### WORK TO BE COMPLETED
Going through the entries below, copy out each line that contains "exists".

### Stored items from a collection
━━━━━━━━
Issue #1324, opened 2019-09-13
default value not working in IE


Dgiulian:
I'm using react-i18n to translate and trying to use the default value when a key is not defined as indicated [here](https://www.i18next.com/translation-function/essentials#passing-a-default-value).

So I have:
━━━━━━━━
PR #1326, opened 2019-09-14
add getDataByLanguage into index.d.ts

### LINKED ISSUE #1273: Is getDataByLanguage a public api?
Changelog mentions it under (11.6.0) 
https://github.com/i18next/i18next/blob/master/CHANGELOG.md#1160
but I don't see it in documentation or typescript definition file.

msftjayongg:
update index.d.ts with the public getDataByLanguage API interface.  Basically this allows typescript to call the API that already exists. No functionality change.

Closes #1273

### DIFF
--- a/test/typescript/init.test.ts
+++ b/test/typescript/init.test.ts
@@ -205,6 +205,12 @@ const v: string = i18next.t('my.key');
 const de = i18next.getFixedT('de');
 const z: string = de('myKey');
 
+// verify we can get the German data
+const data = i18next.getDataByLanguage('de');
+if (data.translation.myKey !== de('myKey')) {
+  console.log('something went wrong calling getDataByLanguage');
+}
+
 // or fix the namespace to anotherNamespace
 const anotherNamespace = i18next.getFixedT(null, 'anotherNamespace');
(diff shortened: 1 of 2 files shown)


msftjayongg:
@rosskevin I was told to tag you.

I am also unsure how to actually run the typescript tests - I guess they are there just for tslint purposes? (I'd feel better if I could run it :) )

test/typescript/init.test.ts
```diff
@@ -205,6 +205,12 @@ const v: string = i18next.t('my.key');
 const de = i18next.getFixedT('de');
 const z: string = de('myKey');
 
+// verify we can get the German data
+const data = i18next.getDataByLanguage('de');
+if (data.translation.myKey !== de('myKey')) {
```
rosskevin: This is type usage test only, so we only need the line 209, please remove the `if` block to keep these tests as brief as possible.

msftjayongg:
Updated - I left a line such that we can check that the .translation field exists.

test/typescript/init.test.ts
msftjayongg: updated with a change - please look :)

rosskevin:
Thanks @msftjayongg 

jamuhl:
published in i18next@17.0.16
━━━━━━━━
### RESPONSE TO THIS EXERCISE
update index.d.ts with the public getDataByLanguage API interface.  Basically this allows typescript to call the API that already exists. No functionality change.
Updated - I left a line such that we can check that the .translation field exists.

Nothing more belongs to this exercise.